Bridget had learned long before that she did not have to double her conversation to make up for Rufus’s lost consciousness, but commenced nonetheless, and despite his unusual animation (he was still awake), with a question to Catherine. What was she doing now? Hadn’t she been graduated from Bryn Mawr a year ago, or was Bridget mistaken?

“I’m in a play,” Catherine said.

“Summer stock?”

“No, Broadway. At least that’s where we rehearse and where we’re booked to open. We’re trying out in Boston in September.”

“How wonderful,” said Bridget, “for one so young.”

Catherine smiled her gracious smile, and Rufus, like a geyser, as if he were a machine into which someone had put a nickel, as if he were speaking to the gods of the air but not to the people in the room, said, “Lots of Jews in the theater.”

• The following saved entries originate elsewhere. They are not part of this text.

PR #1647, opened 2022-10-26
Fix/social styles

alantoa:
# Why

image

social style is not aligned, and sometimes it behaves weirdly because of CSS order on dev and prod. 
context: https://showtime-rq88331.slack.com/archives/C02Q0E4PBD0/p1666777447949999

# How

- avoid props with the same type className, so I use the `Pressable` component to create a new social button to support this.
- add a background color hover effect to the social button.
- adjust just `DropdownMenuTrigger` style.  

# Test Plan 

check if the new social block style looks good on the card.

image
image

### DIFF
--- a/patches/zeego+1.0.0-alpha.20.patch
+++ b/patches/zeego+1.0.0-alpha.20.patch
@@ -1,5 +1,5 @@
 diff --git a/node_modules/zeego/lib/commonjs/menu/web-primitives/index.js b/node_modules/zeego/lib/commonjs/menu/web-primitives/index.js
-index 0928e39..43336de 100644
+index ebdee10..4365982 100644
 --- a/node_modules/zeego/lib/commonjs/menu/web-primitives/index.js
 +++ b/node_modules/zeego/lib/commonjs/menu/web-primitives/index.js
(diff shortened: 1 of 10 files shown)


patches/zeego+1.0.0-alpha.20.patch
```diff
@@ -46,42 +46,29 @@ index f0ae44c..795f9b9 100644
...
    let title = <></>
-@@ -21,11 +21,12 @@ const ItemPrimitive = ({ children, style }: MenuItemProps) => {
+@@ -21,11 +21,11 @@ const ItemPrimitive = ({ children, style }: MenuItemProps) => {
    }
  
    return (
 -    <View style={style}>
 -      {title}
-+    // @ts-ignore
 +    <View style={style} className={className}>
```
intergalacticspacehighway, line 72: is this patch required? I am not sure if passing `className` here would work

intergalacticspacehighway (approved):
LGTM ❇️

patches/zeego+1.0.0-alpha.20.patch
alantoa: this is the previous file, I just update the code line and version, and did not do any changes, so it works. 

image

PR #1648, opened 2022-10-26
feat: spotify play url in drop cards

intergalacticspacehighway:
# Why
Show Play on Spotify button in cards

# Test Plan
- Test `Play on Spotify` appears in Music drops


axeldelafosse (approved):
LFG ✨

PR #1650, opened 2022-10-27
fix: android auth spotify

intergalacticspacehighway:
# Why
Right now auth with android doesn't work very well. Noticed this weird issue on android with spotify auth - https://github.com/spotify/android-sdk/issues/325

# How
Use Webview on android instead of SDK, the below value of userAgent works on google/fb auth. We can write the native module later.  

# Test Plan
Test Spotify auth


alantoa (approved):
LGTM ✨

PR #1651, opened 2022-10-27
nit: fix empty drop screen

intergalacticspacehighway:
# Why
Show empty screen when drop is not present and it's not loading


alantoa (approved):
LGTM ✨ 
btw I already fixed it in my branch, thank you! 🙏

PR #1652, opened 2022-10-27
fix: mention matching regex

intergalacticspacehighway:
# Why
fix mention matching regex (until it breaks again)
https://showtime-rq88331.slack.com/archives/C02PXGK3V8D/p1666742290541129

# How
detect mention only when it starts with `@` 

# Test Plan
- Test drop description, bio and comments.


alantoa (approved):
LGTM ✨

PR #1653, opened 2022-10-27
feat: new swipe list layout on web

alantoa:
# Why

- the feed item UI looks cluttered on the web, we need to improve it. 
- if the content is [Music Drop](https://linear.app/showtime/my-issues/assigned), we need to change the claim button copy. (“Claim for free” into “Save to Collect" )

# How 

on mobile web: 
- reduce Header/BottomBar height, and change the button style on mobile web.
- reduce Header height to media `paddingTop`, make maximize the show of the media. 
- remove the `Download the app` banner, we need to find a better way of adding it later. 
- bring back the `showtime.xyz` deep link, and redirect to `/foryou` URL when swiping once on the home screen. (profile page doesn't support it yet, because I haven't come up with a better URL for the profile, let's try this solution on home page first) 

# Test Plan

check if the new swipe list looks good on mobile web! 

https://user-images.githubusercontent.com/37520667/198255606-76585749-702d-4519-84eb-ee76e6064e37.MP4

https://user-images.githubusercontent.com/37520667/198253588-ce2129e0-7f28-4578-a655-facb348625bf.MP4


axeldelafosse (approved):
LFG ✨

intergalacticspacehighway (approved):
LGTM. Great finding! 🔥

PR #1656, opened 2022-10-27
Feature/show2 1341 dont display the bottom tab bar on nft

alantoa:
# Why

- the NFT detail without the bottom tab bar looks good on native, we should use the same design on mobile web!  

image 

- move the Trending/Notifications title to the header center position, which can save more space, reference to [Figma](https://www.figma.com/file/720aUothRCUZMtMEVHfJV0/Showtime?node-id=1977%3A51355). 

image


axeldelafosse (approved):
LFG ✨

PR #1657, opened 2022-10-28
fix: deeplink initial route

intergalacticspacehighway:
# Why
We need to mount initial route along with deeplinking so back button works as expected in the deeplink screen route

# How
After trying bunch of weird solutions, I found that react navigation has a prop for this exact usecase. `initalRouteName`. This will make sure that home is mounted before deeplink redirection

# Test Plan
- Test deeplinks


axeldelafosse (approved):
LFG ✨

alantoa (approved):
LGTM ✨

PR #1777, opened 2023-01-20
feat: switch to expo-image

alantoa:
# Why

# How

# Test Plan


hirbod:
There is a new PR at expo which brings async rendering, which should improve more issues.
I think we should still wait and not merge, the library is currently receiving plenty of issue reports and we should wait until its RC.

https://github.com/expo/expo/pull/21086

apps/expo/package.json
```diff
@@ -154,6 +154,7 @@
     "expo-font": "~11.0.1",
     "expo-gl": "~12.0.0",
     "expo-haptics": "~12.0.1",
+    "expo-image": "^1.0.0-beta.4",
```
hirbod:
```suggestion
    "expo-image": "^1.0.0-beta.6",
```

apps/storybook-react-native/package.json
```diff
@@ -48,6 +48,7 @@
     "expo-font": "~11.0.1",
     "expo-gl": "~12.0.0",
     "expo-haptics": "~12.0.1",
+    "expo-image": "^1.0.0-beta.4",
```
hirbod:
```suggestion
    "expo-image": "^1.0.0-beta.6",
```

yarn.lock
```diff
@@ -9460,6 +9460,7 @@ __metadata:
     expo-font: ~11.0.1
     expo-gl: ~12.0.0
     expo-haptics: ~12.0.1
+    expo-image: ^1.0.0-beta.4
```
hirbod, line 9463:
```suggestion
    expo-image: ^1.0.0-beta.6
```

yarn.lock
```diff
@@ -9660,6 +9661,7 @@ __metadata:
...
```
hirbod:
```suggestion
    expo-image: ^1.0.0-beta.6
```

apps/expo/app.config.js
```diff
@@ -155,8 +155,6 @@ export default {
     "sentry-expo",
     "./plugins/react-native-cronet.js",
     "./plugins/with-animated-webp-support.js",
```
hirbod: I think this one can also be removed

packages/app/components/media/index.tsx
```diff
@@ -126,7 +126,7 @@ function Media({
             style={sizeStyle}
             blurhash={item?.blurhash}
             isMuted={numColumns > 1 ? true : isMuted}
-            resizeMode={resizeMode as ResizeMode}
+            resizeMode={resizeMode as any}
```
hirbod, line 129: contentFit instead resizeMode

packages/design-system/image/image.tsx
```diff
@@ -10,12 +12,12 @@ export type ImgProps = ExpoImageProps & {
...
 const StyledExpoImage = styled(Image);
 
-type ImageProps = Omit<ExpoImageProps, "resizeMode"> & {
+type ImageProps = Omit<ImgProps, "resizeMode"> & {
   tw?: string;
   alt?: string;
   blurhash?: string;
-  resizeMode?: any;
-} & ImgProps;
+  resizeMode?: ResizeMode;
```
hirbod, line 22: Don't you think we should be consistent and change it across the app? Maybe too much effort though

packages/design-system/image/image.tsx
```diff
@@ -30,10 +32,15 @@ function StyledImage({
 }: ImageProps) {
   return (
     <StyledExpoImage
-      source={source}
       style={[{ height, width, borderRadius }, style as any]}
       contentFit={contentFit ?? resizeMode}
       placeholder={{ blurhash, width, height }}
+      source={{
+        ...(typeof source === "object" && source),
```
hirbod: Are there any places where we pass a `require` instead a source? If yes, this might break, even though its a copy from my App

alantoa: yeah, good catch!

packages/design-system/image/image.tsx
alantoa: due to we are using `expo-av` now and it has a `resizeMode` prop, but i'm also not sure should we continue to use `resizeMode` or use new `contentFit` prop. 
did you prefer to use `contentFit`? happy to change it.

packages/design-system/image/image.tsx
```diff
@@ -30,17 +32,25 @@ function StyledImage({
...
+        ? {
+            ...source,
+            headers: {
+              Accept: "image/webp,*/*;q=0.8",
+            },
+          }
+        : source,
+    [source]
+  );
+
```
hirbod: 💯

hirbod (approved):

packages/design-system/image/image.tsx
hirbod: Let's keep it for a future task. Right now we have over 102 `resizeMode` across 22 files. We can revise this in a Spring cleaning

alantoa: >Spring cleaning 

🤣 🤣 🤣

intergalacticspacehighway (approved):
LGTM ❇️

packages/app/components/feed-item/feed-item.tsx
```diff
@@ -188,31 +187,19 @@ export const FeedItem = memo<FeedItemProps>(function FeedItem({
   useEffect(() => {
     setMomentumScrollCallback?.(showHeader);
   }, [setMomentumScrollCallback, showHeader]);
-
+  console.log(getMediaUrl({ nft, stillPreview: true }));
```
hirbod: nit: console.log

hirbod (approved):

PR #1778, opened 2023-01-20
hotfix: create screen throws bottomsheet context error

intergalacticspacehighway:
# Why
We're using native sheet on iOS so I think we'd need the `useNativeModal` true on iOS. 

# Test Plan
- Open create form on iOS


alantoa (approved):
LGTM! thanks for fount it! 🙏

PR #1787, opened 2023-01-26
fix: comments recycling

hirbod:
# Why

The comments are powered by FlashList. The real benefit from FlashList vs FlatList is that we can take advantage of recycling. In order to fully leverage recycling, we need to take care of some rules.

# How

1) No `key` prop down the whole tree. Using `key` forces a re-render and breaks recycling (more blanks) An exception to this rule is when using `.map` like we do for the replies. While still not preferred, but unavoidable. But instead of tying the data to an id, we need to use the index as key.

https://shopify.github.io/flash-list/docs/fundamentals/performant-components#remove-key-prop

2) Removing `key` comes with a cost in terms of state-recycling. When children leverage `useState`, the values will be recycled. We need to store a ref and actually detect the change and reset it back to the initial value.

https://shopify.github.io/flash-list/docs/recycling/

Even though this change causes two `useState` per prop change, it's still a lot faster. The best would be not relying on state at all and instead consuming from a "live" global state. (or even combining the calls to one object or `useReducer`. But these are micro optimizations we could talk about at a later stage.

# Test Plan

| Before (many blanks)  | After (no blanks) |
|  <video src="https://user-images.githubusercontent.com/504909/214960296-a6b85f48-5518-4a03-a244-5268ac03f96b.mp4"></video> | <video src="https://user-images.githubusercontent.com/504909/214960370-82479c80-81ef-408c-8249-ec8b036d3500.mp4"></video> |

### DIFF
--- a/packages/app/components/comments/comment-row.tsx
+++ b/packages/app/components/comments/comment-row.tsx
@@ -67,9 +67,7 @@ function CommentRowComponent({
   const repliesCount = comment.replies?.length ?? 0;
   const replies = useMemo(
     () =>
-      repliesCount > 0
-        ? comment.replies!.slice(0, displayedRepliesCount).reverse()
-        : [],
+      repliesCount > 0 ? comment.replies!.slice(0, displayedRepliesCount) : [],
     [comment.replies, repliesCount, displayedRepliesCount]
   );
   const isMyComment = useMemo(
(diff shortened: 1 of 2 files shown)


intergalacticspacehighway (approved):
wow, good catch. LGTM ❇️

alantoa (approved):
LGTM! nice catch! ✨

Harry saw Billy and Evelyn wince. Then he focused again on Catherine, who took a spoonful of consommé, returned the spoon flaccidly to the bowl, and said, “Lots of Jews.”

“And in the movies, too.”

“Lots of Jews in the movies,” she said.

“You’re not going to make it a career, are you?” Rufus asked.

“The theater?”

“Yes.”

“I already have.”

“You don’t want to spend your life in that kind of society. Even Gilbert and Sullivan were Jews.” To the pained laughter that this provoked, Rufus answered, “They were! You see, the theater is saturated with them. You don’t want to pick up their habits. You don’t want to accustom yourself to that kind of degeneracy.”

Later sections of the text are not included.